A recovery client completes recovery which can leave the head of the last fragment at AQ (having reached only AQ for some written back entries).

However, there exist protocol changes that would give us the following guarantees:

All entries in all but the last fragment of open ledgers will be at RF=WQ.
All entries of a closed ledger will be at RF=WQ.

This will give us that same shape as a Raft log and make BookKeeper behaviour more closely align with most users expectations.

Write quorum and ack quorum today

Write quorum is the best effort replication factor of any given entry. Ack quorum is the minimum guaranteed replication factor of a committed entry. When an entry reaches AQ it can be acknowledged but there are no guarantees it will reach write quorum.

However, ack quorum is usually interpreted to mean the number of bookies that must confirm an entry before the entry can be acknowledged. While this is true, it misses the fact that the entry may only remain at AQ.

Another thing to note about write quorum is that a ledger cannot make sustained progress without write quorum healthy and available bookies. Short-term progress can be made with only ack quorum bookies but only until the next ensemble change which will fail due to there not being enough available bookies. When a ledger handle cannot progress due to lack of bookies, it closes the ledger.

Case study

Fig 1. A series of ensemble changes leaves multiple entries at AQ.

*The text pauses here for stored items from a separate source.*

PR #803, opened 2025-10-07
Update Kueue install mode to OwnNamespace

MaysaMacedo:
Right now the CSV permissions are "promoted" to ClusterRoles when the operator is installed with AllNamespaces mode, so let's avoid having a clusterRole and role being created for the same resource, as an example network policy.
Also, our operator does not need to watch events on all namespaces, so let's change it to OwnNamespace.


kannon92 (commented):
/lgtm
/approve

This series of responses and ensemble changes leaves us with the entries as seen in the top example:

Entry 0 and entry 2 left at AQ in first example. All entries at AQ in 2nd example. — Fig 2. WQ=3, AQ=2. Top: entries 0 and 2 left at AQ after ensemble changes. Bottom: all entries left at AQ is also a legal state of a ledger with WQ=3, AQ=2.

The bottom example can be arrived at if b1 responded with an error for entry 1 and b2 had responded with an error for entry 3.

It is legal for an entire ledger to only reach AQ.

On guaranteeing write quorum

What if we changed the meaning of WQ and AQ to the following:

Write quorum is the guaranteed replication factor for all entries in a closed ledger. For open ledgers, write quorum is the guaranteed replication factor of all entries except the last fragment (aka the current ensemble).
Ack quorum is the minimum number of bookies required to acknowledge an entry write.

In this modified meaning our logs that we create by chaining ledgers together (like Pulsar topics) will have the Raft log shape where only the committed head can be at the minimum quorum, aka:

Prefix RF >= Entry RF >= Suffix RF

The protocol changes for guaranteed write quorum

First we’ll look at what doesn’t work and then cover the changes that will work.

What won’t work

The simple case is to retry failed writes but this can only be best effort. It is possible the failed write is due to a bookie being down and it could be down for a very long time, the client cannot keep entries in memory until it comes back.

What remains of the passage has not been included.